Ein Kindergarten – was war denn das? Das Wort »Garten« erweckte in Nesthäkchen Vorstellungen von dem schönen Arnsdorfer Gutsgarten, wo man nach Herzenslust auf dem Rasen herumtollen durfte, wo man auf Bäume klettern konnte und sich Obst pflückte, soviel man nur wollte. Und daß noch mehr Kinder in diesem Garten waren, erschien Annemie nur um so verlockender. Sie war mit einemmal wieder wie ausgetauscht. Das weinerliche Mauzen war verstummt, jubelnd klang es bei Doktors durchs Haus: »Morgen komme ich in den Kindergarten!«
Mutti brachte ihr Nesthäkchen selbst hin. Es war ein Privatkindergarten von zehn Kindern in der Nähe, der ihr empfohlen worden war.
»Wo ist denn der Garten?« fragte Annemie, sich vergeblich umschauend, als sie zwei Treppen in einem Hause heraufgestiegen waren.
Aber Mutti konnte nicht mehr antworten, denn es wurde bereits auf ihr Klingeln geöffnet.
Eine liebenswürdige junge Dame kam ihnen entgegen.
»Ich möchte meine Kleine für Ihren Kindergarten anmelden, Fräulein Gebhardt«, sagte Mutti. »Sie ist in der Schule wegen Überfüllung nicht angekommen und kann sich nicht mehr zu Hause beschäftigen.«
Annemie wurde rot. Nun wußte das fremde Fräulein gleich, wie unartig sie zu Hause gewesen.

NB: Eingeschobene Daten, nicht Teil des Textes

Issue #2701, opened 2020-10-21
Closing actions list: `M-o` shows: Wrong type argument: characterp, 134217839


duianto:
Closing an actions list with: `M-o`
Shows the message:
>Wrong type argument: characterp, 134217839

#### Reproduction steps

- start Emacs with ivy installed
- open a help buffer window: `C-h e`
- open the ivy-switch-buffer: `C-x b`
- open the actions list: `M-o`
- close the actions list: `M-o`

#### Observed

The actions list closes as expected.
But the last line of the ivy-switch-buffer has the following appended:
`[Wrong type argument: characterp, 134217839]`

And the messages buffer shows the message:
>ivy-read-action-by-key: Wrong type argument: characterp, 134217839

![2020-10-21_15-30-29](https://user-images.githubusercontent.com/13420573/96728281-3ccc6000-13b4-11eb-8cc9-741c1a19bddb.png)

#### Expected
`M-o` should probably work the same way `C-g`, which doesn't show the wrong type argument message.

#### System info
ivy-20200826.955
GNU Emacs 27.1 (build 1, x86_64-w64-mingw32) of 2020-08-21
Windows 2004

PR #2757, opened 2020-12-12
Fix 'Wrong type argument: characterp' error (issue #2701)

tttuuu888:
This is to fix issue #2701 and to add `M-o` key binding for closing action list.

Thank you.


basil-conto:
Thanks!

PR #2764, opened 2020-12-16
ivy.el (ivy-occur-press): add regex for Windows path separator

kiennq:
`ivy-occur-press` is not working in Windows using `counsel-rg` since the paths returned are using `\` as path separator instead of `/`.
For example
image

This change add regex for `\` as path separator into `ivy-occur-press` so it works and jump to correct position.

### DIFF
--- a/ivy.el
+++ b/ivy.el
@@ -5115,7 +5115,7 @@ EVENT gives the mouse position."
   (ivy--occur-press-update-window)
   (when (save-excursion
           (beginning-of-line)
-          (looking-at "\\(?:./\\|    \\)\\(.*\\)$"))
+          (looking-at "\\(?:.[/\\]\\|    \\)\\(.*\\)$"))
     (let* ((ivy-last ivy-occur-last)
            (ivy-text (ivy-state-text ivy-last))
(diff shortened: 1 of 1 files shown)


ivy.el
```diff
@@ -5115,7 +5115,7 @@ EVENT gives the mouse position."
   (ivy--occur-press-update-window)
   (when (save-excursion
           (beginning-of-line)
-          (looking-at "\\(?:./\\|    \\)\\(.*\\)$"))
+          (looking-at "\\(?:./\\|.\\\\\\|    \\)\\(.*\\)$"))
```
basil-conto, line 5118: Why not a character class instead:
```el
"\\(?:.[/\\]\\|    \\)\\(.*\\)$"
```
And shouldn't that `.` be `\.` instead?
```el
"\\(?:\\.[/\\]\\|    \\)\\(.*\\)$"
```

kiennq: Well, I'm not sure about `.` being `\.` or not since it has been there from begining.

basil-conto:
Thanks!

PR #2769, opened 2020-12-21
Remove unnecessary variable declarations

leungbk:
----

#

### DIFF
--- a/counsel.el
+++ b/counsel.el
@@ -4770,9 +4770,11 @@ An extra action allows to switch to the process buffer."
 (defvar eshell-history-index)
 (defvar slime-repl-input-history-position)
 
-(defvar counsel-esh--index-last)
-(defvar counsel-shell-history--index-last)
-(defvar counsel-slime-repl-history--index-last)
+(defvar counsel-esh--index-last nil
+  "Index corresponding to last selection with `counsel-esh-history'.")
+
+(defvar counsel-shell-history--index-last nil
+  "Index corresponding to last selection with `counsel-shell-history'.")
 
 (defun counsel--browse-history-action (pair)
   (let ((snd (cdr pair)))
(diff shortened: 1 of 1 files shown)


jcs090218 (approved):

counsel.el
```diff
@@ -4770,9 +4770,14 @@ An extra action allows to switch to the process buffer."
...
-(defvar counsel-shell-history--index-last)
-(defvar counsel-slime-repl-history--index-last)
+(defvar counsel-esh--index-last nil
+  "Index corresponding to last selection with `counsel-esh-history'.")
+
+(defvar counsel-shell-history--index-last nil
+  "Index corresponding to last selection with `counsel-shell-history'.")
+
+(defvar counsel-slime-repl-history--index-last nil
+  "Index corresponding to last selection with `counsel-slime-repl-history'.")
```
basil-conto, line 4780: Is this variable used anywhere?

basil-conto:
Thanks for cleaning this up. I assume you have a CA with the FSF given your history of contributions?

counsel.el
leungbk: Yes, in `counsel--browse-history-action`.

leungbk:
> Thanks for cleaning this up. I assume you have a CA with the FSF given your history of contributions?

Yes, I sent it to Oleh last year. Should I send a copy to you as well?

basil-conto:
> Should I send a copy to you as well?

No need to send it to anyone, it can be checked independently. Thanks.

counsel.el
basil-conto: Can it be removed then?

leungbk: OK, I removed it.

counsel.el
```diff
@@ -4782,10 +4784,7 @@ An extra action allows to switch to the process buffer."
              counsel-esh--index-last snd))
       (counsel-shell-history
        (setq comint-input-ring-index snd
-             counsel-shell-history--index-last snd))
-      (counsel-slime-repl-history
```
basil-conto, line 4786: Why are you removing this case?

leungbk: Without additional hacks within `counsel.el` to advise the relevant parts of Slime (https://github.com/slime/slime/blob/15cf0609d30255405957bf0612fd6291fea438bc/contrib/slime-repl.el#L984-L985), we don't presently gain any actual benefit from including that case. With `comint` and `eshell`, however, we already have the necessary machinery in place.

leungbk: The main goal of these index reassignments was to support history replay via `C-c C-x` in `comint` and `eshell`. Slime does not presently have any history-replay command at present.

basil-conto: How about, instead of removing the case, we just add a comment next to it explaining this situation, i.e. that it's currently a no-op? In the name of being conservative, rather than anything else.

leungbk: OK, I've updated the patch to do that.

abo-abo:
Thanks!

Aber die junge Dame beugte sich freundlich zu der Kleinen herab, streichelte ihr die Wangen und meinte: »Wir werden sicherlich gute Freunde werden, ich bin Tante Martha, und wir werden schön zusammen spielen.« Dann öffnete sie die Tür zum Nebenzimmer. »Siehst du, hier ist unser Kindergarten, da sind noch mehr kleine Mädchen und Jungen, willst du ihnen mal ›Guten Tag‹ sagen?«
Aber das wollte Annemie ganz und gar nicht. Scheu stand sie auf der Türschwelle, den Zeigefinger im Munde, und warf einen schüchternen Blick in das Nebenzimmer.
Sollte das vielleicht ein Garten sein? Da drin in der Stube spielten zwei kleine Mädchen mit Puppen, mehrere kleine Knaben hatten sich aus Stühlen eine Eisenbahn zusammengekoppelt und riefen: »Abfahrt!«, während zwei andere Jungen einen großen Turm aus Bausteinen bauten. Am Tisch aber saßen ebenfalls einige Kinder, die Köpfchen eifrig über bunte Flechtarbeiten gebeugt.
»Das Beste ist, Sie lassen mir Ihre Kleine gleich da, gnädige Frau, sie gewöhnt sich dann am schnellsten«, sagte das Fräulein.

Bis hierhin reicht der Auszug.